→ Action item
The lines to reproduce run from the first one below to the line containing "RPM_DB_PASSWORD=postgres", both included. Reproduce them exactly and nothing else.

→ Exercise material
PR #315, opened 2024-04-17
FEAT: MSSQL Server Connection Scaffolding

rymarczy:
This change adds the scaffolding required for our Ingestion application to make a connection to the TransitMaster Microsoft SQL Server. 

With this scaffolding we are able to use the `MSSQLManager` class to return query results as a list of dicts, pandas dataframe or write directly to a parquet file. 

Asana Task: https://app.asana.com/0/1205827492903547/1206974089170980

### DIFF
--- a/.env
+++ b/.env
@@ -17,6 +17,12 @@ RPM_DB_USER=postgres
 RPM_DB_PASSWORD=postgres
 ALEMBIC_RPM_DB_NAME=performance_manager_prod
 
+# MSSQL TransitMaster database
+TM_DB_HOST=do_update
+TM_DB_NAME=do_update
+TM_DB_USER=do_update
+TM_DB_PASSWORD=do_update
+
 # s3 locations
 SPRINGBOARD_BUCKET=mbta-ctd-dataplatform-dev-springboard
 ARCHIVE_BUCKET=mbta-ctd-dataplatform-dev-archive
--- a/Dockerfile
+++ b/Dockerfile
@@ -14,15 +14,18 @@ RUN curl https://truststore.pki.rds.amazonaws.com/global/global-bundle.pem -o /u
 RUN chmod a=r /usr/local/share/amazon-certs.pem
 
 # Install MSSQL ODBC 18 Driver
-RUN mkdir -m 0755 -p /etc/apt/keyrings/
-RUN curl -fsSL https://packages.microsoft.com/keys/microsoft.asc | gpg --dearmor -o /etc/apt/keyrings/microsoft.gpg
-RUN echo "deb [signed-by=/etc/apt/keyrings/microsoft.gpg] https://packages.microsoft.com/debian/12/prod bookworm main" | tee /etc/apt/sources.list.d/mssql-release.list
-RUN apt-get update
-RUN ACCEPT_EULA=Y apt-get install -y msodbcsql18
+# for TransitMaster DB connection and ingestion
+RUN mkdir -m 0755 -p /etc/apt/keyrings/ \
+    && curl -fsSL https://packages.microsoft.com/keys/microsoft.asc | gpg --dearmor -o /etc/apt/keyrings/microsoft.gpg \
+    && echo "deb [signed-by=/etc/apt/keyrings/microsoft.gpg] https://packages.microsoft.com/debian/12/prod bookworm main" | tee /etc/apt/sources.list.d/mssql-release.list \
+    && apt-get update \
+    && ACCEPT_EULA=Y apt-get install -y msodbcsql18
 
-# modify openssl config to allow TLSv1 connection for TransitMaster server
-RUN sed -i 's/\[openssl_init\]/# [openssl_init]/' /etc/ssl/openssl.cnf
-RUN echo '\n\n[openssl_init]\nssl_conf = ssl_sect\n\n[ssl_sect]\nsystem_default = ssl_default_sect\n\n[ssl_default_sect]\nMinProtocol = TLSv1\nCipherString = DEFAULT@SECLEVEL=0\n' >> /etc/ssl/openssl.cnf
+# modify openssl config to allow TLSv1 connection
+# moves [openssl_init] section and creates [ssl_default_sect] section to allow TLSv1
+# for TransitMaster DB connection and ingestion
+RUN sed -i 's/\[openssl_init\]/# [openssl_init]/' /etc/ssl/openssl.cnf \
+    && echo '\n\n[openssl_init]\nssl_conf = ssl_sect\n\n[ssl_sect]\nsystem_default = ssl_default_sect\n\n[ssl_default_sect]\nMinProtocol = TLSv1\nCipherString = DEFAULT@SECLEVEL=0\n' >> /etc/ssl/openssl.cnf
 
 # Install poetry
 RUN pip install -U pip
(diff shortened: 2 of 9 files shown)


Dockerfile
```diff
@@ -1,4 +1,4 @@
-FROM python:3.10-slim
```
rymarczy, line 1: Changing this to specify bookworm because the Microsoft ODBC driver install has to target a specific version of debian.

Dockerfile
```diff
@@ -7,12 +7,23 @@ ENV PYTHONUNBUFFERED 1
...
+RUN mkdir -m 0755 -p /etc/apt/keyrings/
+RUN curl -fsSL https://packages.microsoft.com/keys/microsoft.asc | gpg --dearmor -o /etc/apt/keyrings/microsoft.gpg
+RUN echo "deb [signed-by=/etc/apt/keyrings/microsoft.gpg] https://packages.microsoft.com/debian/12/prod bookworm main" | tee /etc/apt/sources.list.d/mssql-release.list
+RUN apt-get update
+RUN ACCEPT_EULA=Y apt-get install -y msodbcsql18
+
+# modify openssl config to allow TLSv1 connection for TransitMaster server
+RUN sed -i 's/\[openssl_init\]/# [openssl_init]/' /etc/ssl/openssl.cnf
+RUN echo '\n\n[openssl_init]\nssl_conf = ssl_sect\n\n[ssl_sect]\nsystem_default = ssl_default_sect\n\n[ssl_default_sect]\nMinProtocol = TLSv1\nCipherString = DEFAULT@SECLEVEL=0\n' >> /etc/ssl/openssl.cnf
+
```
rymarczy, line 26: There are probably other ways to update this openssl config, but I found this one to be the most straightforward....

Dockerfile
```diff
@@ -7,12 +7,23 @@ ENV PYTHONUNBUFFERED 1
...
+RUN apt-get install -y libpq-dev gcc curl gpg
 
 # Fetch Amazon RDS certificate chain
 RUN curl https://truststore.pki.rds.amazonaws.com/global/global-bundle.pem -o /usr/local/share/amazon-certs.pem
 RUN chmod a=r /usr/local/share/amazon-certs.pem
 
+# Install MSSQL ODBC 18 Driver
+RUN mkdir -m 0755 -p /etc/apt/keyrings/
+RUN curl -fsSL https://packages.microsoft.com/keys/microsoft.asc | gpg --dearmor -o /etc/apt/keyrings/microsoft.gpg
+RUN echo "deb [signed-by=/etc/apt/keyrings/microsoft.gpg] https://packages.microsoft.com/debian/12/prod bookworm main" | tee /etc/apt/sources.list.d/mssql-release.list
```
rymarczy, line 19: Open to suggestions on how to add this microsoft gpg key, but again this seems the most straightforward / secure.

docker-compose.yml
```diff
@@ -38,6 +38,14 @@ services:
...
     command: ["poetry", "run", "performance_manager"]
 
+  test_mssql:
+    container_name: test_mssql
+    env_file: .env
+    build: .
+    working_dir: /lamp
+    network_mode: "host"
+    command: ["poetry", "run", "test_mssql"]
+
```
rymarczy, line 48: I will drop this before the final merge of this pull request into main, but this was helpful for me locally in confirming all of this works.

pyproject.toml
```diff
@@ -14,6 +14,7 @@ performance_manager = 'lamp_py.performance_manager.pipeline:start'
 bus_performance_manager = 'lamp_py.bus_performance_manager.pipeline:start'
 seed_metadata = 'lamp_py.postgres.seed_metadata:run'
 hyper_update = 'lamp_py.tableau.pipeline:start_hyper_updates'
+test_mssql = 'lamp_py.mssql.test_connect:start'
```
rymarczy, line 17: Again, can drop before final merge

src/lamp_py/mssql/mssql_utils.py
```diff
@@ -0,0 +1,173 @@
...
+        return engine
+    except Exception as exception:
+        process_logger.log_failure(exception)
+        raise exception
+
+
+class MSSQLManager:
+    """
+    manager class for rds application operations
+    """
```
rymarczy, line 68: All of the methods in here worked for me locally

src/lamp_py/mssql/test_connect.py
rymarczy, line 1: Will drop this file before final merge into main, but this helped in confirming everything was working

.env
mzappitello, line 1: not for this pr, but we should generate a sample.env that has these things in it and then git ignore our actual .env files.

Dockerfile
```diff
@@ -1,4 +1,4 @@
-FROM python:3.10-slim
+FROM python:3.10-slim-bookworm
```
mzappitello, line 1: why this change?

Dockerfile
mzappitello: i looked around for other ways to modify these conf files, and it seems like using `echo` and `sed` is a fine way for doing simple changes like this.

Dockerfile
mzappitello: i think this is fine. maybe a few comments about what the curl and echo statements are doing, but this seems fine to me.

mzappitello: it might be a good idea while we're here to add comments about why each dependency is needed. like this one is only going to be used for the TransitMaster ingestion application. Future LAMP will be happy that they know why each dependency was added to this shared dockerfile.

mzappitello: one last note is that it seems like we should chain all these commands together as [per dockers best practices](https://stackoverflow.com/a/39234643)

```
# Install necessary tools and MSSQL ODBC 18 Driver
RUN mkdir -m 0755 -p /etc/apt/keyrings/ \
    && curl -fsSL https://packages.microsoft.com/keys/microsoft.asc | gpg --dearmor -o /etc/apt/keyrings/microsoft.gpg \
    && echo "deb [signed-by=/etc/apt/keyrings/microsoft.gpg] https://packages.microsoft.com/debian/12/prod bookworm main" | tee /etc/apt/sources.list.d/mssql-release.list \
    && apt-get update \
    && ACCEPT_EULA=Y apt-get install -y msodbcsql18
```

docker-compose.yml
mzappitello: i had to add a block to avoid DNS errors.

```
    extra_hosts:
      - "HSTMDM01:172.29.21.44"
 ```

Dockerfile
rymarczy: I mentioned it in a comment above, the Microsoft drivers we're installing have to target a debian version, so explicitly calling this out to avoid future conflicts

src/lamp_py/mssql/mssql_utils.py
mzappitello: these all worked for me as expected.

mzappitello:
:cake:

this lgtm. once i got it working i played around with it a bit and it worked as expected.

i did have a note on the dockerfile, but that could be a different ticket if we wanted.

mzappitello (approved):
🍰

this lgtm. once i got it working i played around with it a bit and it worked as expected.

i did have a note on the dockerfile, but that could be a different ticket if we wanted, especially since its applicable to more than just the changes you've made.

Dockerfile
rymarczy: Incorporated.

PR #318, opened 2024-04-19
FIX Correct Parquet Generation Assertion

mzappitello:
When writing parquet file, we “partition” files by creating Tables that have have the same value in all of the columns we're plan on partitioning by before writing. To ensure we processed data correctly before writing, the `write_parquet_file` has an assertion that the list of unique values in partition columns is exactly one. However, if the Table that is being passed in is empty, that list of unique values will have zero, and the assertion fill throw an exception.

* Add an additional `if` gate that checks that the table is not empty before this assertion to prevent this false exception.
* Add a message in the assertion that will allow us to debug this problem easier going forward.


src/lamp_py/aws/s3.py
```diff
@@ -476,7 +476,10 @@ def write_parquet_file(
     partition_strings = []
     for col in partition_cols:
         unique_list = pc.unique(table.column(col)).to_pylist()
-        assert len(unique_list) == 1
+        if len(table) > 0:
+            assert (
+                len(unique_list) == 1
+            ), f"Table {s3_dir} column {col} had {len(unique_list)} unique elements"
```
rymarczy, line 482: Won't this result in us writing a table to a location we don't want? Since the `partition_strings` is built as part of the final file path.

If we're having an issue with writing empty GTFS files I think we should abort this process further up the chain, and not write an empty file at all.

rymarczy (changes requested):
Think we might need a different approach?

rymarczy (approved):
:cake:

PR #325, opened 2024-04-29
FEAT: Remove Commuter Rail data from exports

rymarczy:
This change removes commuter rain data from flat file and OPMI ALL_RT export files. 

As tested on STAGING, these changes have no significant impact on query duration. 

flat file query remained constant at ~4 seconds, for one service_date

ALL_RT query stayed at ~12 seconds, for one service_date

Deployment of this change to PROD will result in re-creation of export datasets, which should be done at the end of the business day to avoid interference with Tableau dashboarding operations. 

Asana Task: https://app.asana.com/0/1205827492903547/1207059327607966


mzappitello (approved):
🍰

PR #327, opened 2024-05-03
FIX: Add paginator to file_list_from_s3_with_details

rymarczy:
`file_list_from_s3_with_details()` function was limited to returning a maximum of 1000 results without a paginator. This was breaking our writing of `index.csv` for the `subway-on-time-performance-v1` data export. 

Added `paginator` to return an unlimited number of results.


mzappitello (approved):
:cake:

PR #331, opened 2024-05-07
FEAT: Ingest GTFS-RT files continously

rymarczy:
This change updates the ingestion app to continuously update GTFS-RT parquet files.

Continuous updates are performed on parquet files saved locally, that are then synced with the expected S3 bucket. 

No more than 2 local parquet files, for each GTFS-RT type, are ever saved locally. 

The Metadata database is updated, with processed flags being reset, whenever an update is made to a parquet file. 

Asana Task: https://app.asana.com/0/1205827492903547/1207039261301265

### DIFF
--- a/src/lamp_py/ingestion/convert_gtfs_rt.py
+++ b/src/lamp_py/ingestion/convert_gtfs_rt.py
@@ -1,6 +1,7 @@
 import json
 import logging
 import os
+import shutil
 from concurrent.futures import ThreadPoolExecutor
 from dataclasses import dataclass, field
 from datetime import datetime, timezone
@@ -10,8 +11,16 @@ from typing import Dict, Iterable, List, Optional, Tuple
 
 import pyarrow
 from pyarrow import fs
+import pyarrow.compute as pc
+import pyarrow.parquet as pq
+import pyarrow.dataset as pd
 
-from lamp_py.aws.s3 import move_s3_objects, write_parquet_file
+from lamp_py.aws.s3 import (
+    move_s3_objects,
+    file_list_from_s3,
+    download_file,
+    upload_file,
+)
 from lamp_py.runtime_utils.process_logger import ProcessLogger
 
 from .config_rt_alerts import RtAlertsDetail
@@ -76,10 +85,8 @@ class GtfsRtConverter(Converter):
         else:
             raise NoImplException(f"No Specialization for {config_type}")
 
-        # get the start of the current hour. any files written after this will
-        # not be ingested until the next go around.
-        now = datetime.now(tz=timezone.utc)
-        self.start_of_hour = now.replace(minute=0, second=0, microsecond=0)
+        self.pq_batch_size = 1024 * 256
+        self.tmp_folder = "/tmp/gtfs-rt-continuous"
 
         self.table_groups: Dict[datetime, TableData] = {}
 
@@ -99,18 +106,20 @@ class GtfsRtConverter(Converter):
         table_count = 0
         try:
             for table in self.process_files():
-                self.write_table(table)
+                if table.num_rows == 0:
+                    continue
+                self.continuous_pq_update(table)
                 self.move_s3_files()
 
-                # only count table if it contains data
-                if table.num_rows > 0:
-                    table_count += 1
+                table_count += 1
 
                 process_logger.add_metadata(table_count=table_count)
 
                 # limit number of tables produced on each event loop
                 if table_count >= max_tables_to_convert:
                     break
+
+            self.clean_local_folders()
 
         except Exception as exception:
             process_logger.log_failure(exception)
@@ -199,20 +208,8 @@ class GtfsRtConverter(Converter):
 
                 yield from self.yield_check(yield_threshold, process_logger)
 
-                # check if ready to end work because processing files past start_of_hour
-                # waiting for count of files > yield_threshold should allow for
-                # any work from previous hour to finish before exiting
-                if (
-                    result_dt >= self.start_of_hour
-                    and len(self.table_groups[timestamp_hr].files)
-                    > yield_threshold
-                ):
-                    break
-
-        # yield any remaining tables with next_hr_cnt > 0
-        # guaranteeing that the end of the hour was hit
-        # not sure if we would ever actually hit this
-        yield from self.yield_check(0, process_logger)
+        # yield any remaining tables
+        yield from self.yield_check(-1, process_logger)
 
         process_logger.add_metadata(file_count=0, number_of_rows=0)
         process_logger.log_complete()
@@ -231,10 +228,6 @@ class GtfsRtConverter(Converter):
         instead, ensure that a sufficient number for files from the next hour
         have been processed.
 
-        additionally, do not yield any tables from the current hour, as we want
-        limit the number of parquet files generated (ideally one per hour) and
-        more data for the current hour will be coming in later.
-
         @yield_threshold - how many files from the next hour have to be
             processed before considering _this_ hour complete.
         @process_logger - a process logger for the conversion process. log a
@@ -244,10 +237,7 @@ class GtfsRtConverter(Converter):
             data over the corse of an hour.
         """
         for iter_ts in list(self.table_groups.keys()):
-            if (
-                self.table_groups[iter_ts].next_hr_cnt > yield_threshold
-                and iter_ts < self.start_of_hour
-            ):
+            if self.table_groups[iter_ts].next_hr_cnt > yield_threshold:
                 self.archive_files += self.table_groups[iter_ts].files
 
                 table = self.table_groups[iter_ts].table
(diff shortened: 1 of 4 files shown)


tests/ingestion/test_gtfs_rt_converter.py
```diff
@@ -353,48 +353,3 @@ def test_bus_trip_updates_file_conversion() -> None:
...
-    assert converter.archive_files == [gtfs_rt_file_1]
-    assert len(converter.error_files) == 0
-
-    month_column = table.column("month")
-    for month in month_column:
-        assert month.as_py() == 1
-
-    day_column = table.column("day")
-    for day in day_column:
-        assert day.as_py() == 1
```
rymarczy, line 400: Not applicable anymore.

src/lamp_py/postgres/postgres_utils.py
```diff
@@ -581,8 +583,17 @@ def _rds_writer_process(metadata_queue: Queue[Optional[str]]) -> None:
...
+        insert_statement = (
+            postgresql.insert(MetadataLog.__table__)
+            .values(path=metadata_path)
+            .on_conflict_do_update(
+                index_elements=[MetadataLog.path],
+                set_={
+                    "rail_pm_processed": sa.false(),
+                    "rail_pm_process_fail": sa.false(),
+                    "created_on": now(),
+                },
```
rymarczy, line 595: If INSERT fails, update process flags to false, so file will be re-loaded into performance manager database.

src/lamp_py/ingestion/convert_gtfs_rt.py
```diff
@@ -353,38 +343,151 @@ def gz_to_pyarrow(
...
+                with pq.ParquetWriter(
+                    join_table_path, schema=table.schema
+                ) as writer:
+                    for batch in join_ds.to_batches(
+                        batch_size=self.pq_batch_size
+                    ):
+                        writer.write_batch(batch)
+
+                os.replace(join_table_path, local_path)
+                os.remove(new_table_path)
```
mzappitello, line 446: this part feels like it could be its own method. that would let you keep the R0914 pylint rule on as well.

src/lamp_py/ingestion/convert_gtfs_rt.py
```diff
@@ -353,38 +343,151 @@ def gz_to_pyarrow(
...
+
+            log.add_metadata(part_folder=part_folder, local_path=local_path)
+
+            # no existing table file, write new file
+            if local_path == "":
+                local_path = os.path.join(
+                    self.tmp_folder,
+                    part_folder,
+                    f"{datetime(year, month, day, hour).isoformat()}.parquet",
+                )
```
mzappitello, line 417: this has the building out of the filename we would look for on s3, with the s3 bucket instead of the temp folder obviously.

src/lamp_py/ingestion/convert_gtfs_rt.py
```diff
@@ -353,38 +343,151 @@ def gz_to_pyarrow(
...
+        """
+        log = ProcessLogger("continuous_pq_update")
+        log.log_start()
+        try:
+            self.verify_table(table)
+
+            year = pc.unique(table.column("year")).to_pylist()[0]
+            month = pc.unique(table.column("month")).to_pylist()[0]
+            day = pc.unique(table.column("day")).to_pylist()[0]
+            hour = pc.unique(table.column("hour")).to_pylist()[0]
```
mzappitello, line 397: i could see these being put into a single function, `extract_datetime` that asserts if they are not all the same and returns a tuple of datetime ints.

src/lamp_py/ingestion/convert_gtfs_rt.py
mzappitello: with these changes the code looks something like

```
try:
    y, m, d, h = extract_datetime(table)
    
    file_suffix = os.path.join(
        LAMP_S3_PREFIX,
        str(self.config_type),
        f"year={year}",
        f"month={month}",
        f"day={day}",
        f"hour={hour}",
        f"{datetime(year, month, day, hour).isoformat()}.parquet",
    )
    
    if download_s3_locally(file_suffix):
        self.append_to_local_path(table, file_suffix)
    else:
        local_path = os.path.join(self.tmp_folder, file_suffix)
        pq.write_table(table, local_path)
        
    upload_path = os.path.join(os.environ["SPRINGBOARD_BUCKET"], file_suffix)
    upload_file(local_path, local_path)

    # error handling
```

src/lamp_py/ingestion/convert_gtfs_rt.py
```diff
@@ -353,38 +343,151 @@ def gz_to_pyarrow(
...
             self.archive_files = []
+            log.log_failure(exception)
+
+    # pylint: enable=R0914
+
+    def clean_local_folders(self) -> None:
+        """
+        clean local temp folders
+        """
+        hours_to_keep = 2
```
mzappitello, line 472: wondering why you wanted to keep the last two hours.

src/lamp_py/ingestion/convert_gtfs_rt.py
```diff
@@ -99,19 +106,21 @@ def convert(self) -> None:
         table_count = 0
         try:
             for table in self.process_files():
-                self.write_table(table)
+                if table.num_rows == 0:
```
mzappitello, line 109: it feels like this function could just work on a max number of files rather than a specific number of hours.

i guess thats all going to go away when we switch to daily archive files and if we want to handle that in that PR thats fine with me.

mzappitello (commented):
I left a few comments, mostly around the new `continuous_pq_update` function.

its outside the scope of this ticket, but i think we should start thinking about a utility class that models a parquet file we have on s3. this class would handle downloading from s3, appending data, and uploading data. we're doing that in a handful of places, and given the architecture we're working towards it'll only be more useful.

eventually, i could see this class handling the sorting problem we'll want to solve for filesize reasons and potentially extracting some data out of a file (like i used in the alerts processing).

src/lamp_py/ingestion/convert_gtfs_rt.py
```diff
@@ -353,38 +343,151 @@ def gz_to_pyarrow(
...
+            bucket,
+            file_prefix=f"{part_folder}/",
+        )
+        if len(s3_files) == 1:
+            s3_path = s3_files[0].replace("s3://", "")
+            local_path = s3_path.replace(bucket, self.tmp_folder)
+            download_file(s3_path, local_path)
+            return local_path
+
+        return ""
```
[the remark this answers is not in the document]
rymarczy: changed this function to return a `bool`

src/lamp_py/ingestion/convert_gtfs_rt.py
```diff
@@ -353,38 +343,151 @@ def gz_to_pyarrow(
...
+        bucket = os.environ["SPRINGBOARD_BUCKET"]
+        s3_files = file_list_from_s3(
+            bucket,
+            file_prefix=f"{part_folder}/",
+        )
+        if len(s3_files) == 1:
+            s3_path = s3_files[0].replace("s3://", "")
+            local_path = s3_path.replace(bucket, self.tmp_folder)
+            download_file(s3_path, local_path)
+            return local_path
```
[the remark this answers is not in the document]
rymarczy: This was a vestige of using UUID's as file names, where the file path could not be known ahead of time. I've updated to use the known datetime formatted path.

src/lamp_py/ingestion/convert_gtfs_rt.py
rymarczy: this function has been cleaned up and the pylint exception removed.

src/lamp_py/ingestion/convert_gtfs_rt.py
rymarczy: this has been partially incorporated, a datetime object (representing partition date info) is now returned from the function that verifies unique table values

src/lamp_py/ingestion/convert_gtfs_rt.py
```diff
@@ -353,38 +343,160 @@ def gz_to_pyarrow(
...
+            upload_file(local_path, upload_path)
+            self.send_metadata(upload_path)
 
-        except Exception:
+            log.log_complete()
+
+        except Exception as exception:
+            shutil.rmtree(
+                os.path.join(self.tmp_folder, part_folder), ignore_errors=True
+            )
```
mzappitello, line 472: If the assertion in partition_dt throws, then this block will also throw since part folder is None.

mzappitello (commented):
The changes look good minus an exception case that needs to be handled differently.

src/lamp_py/ingestion/convert_gtfs_rt.py
rymarczy: updated this to just nuke the whole `self.config_type` folder and start fresh

mzappitello (approved):
🍰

→ Written response
PR #315, opened 2024-04-17
FEAT: MSSQL Server Connection Scaffolding

rymarczy:
This change adds the scaffolding required for our Ingestion application to make a connection to the TransitMaster Microsoft SQL Server. 

With this scaffolding we are able to use the `MSSQLManager` class to return query results as a list of dicts, pandas dataframe or write directly to a parquet file. 

Asana Task: https://app.asana.com/0/1205827492903547/1206974089170980

### DIFF
--- a/.env
+++ b/.env
@@ -17,6 +17,12 @@ RPM_DB_USER=postgres
 RPM_DB_PASSWORD=postgres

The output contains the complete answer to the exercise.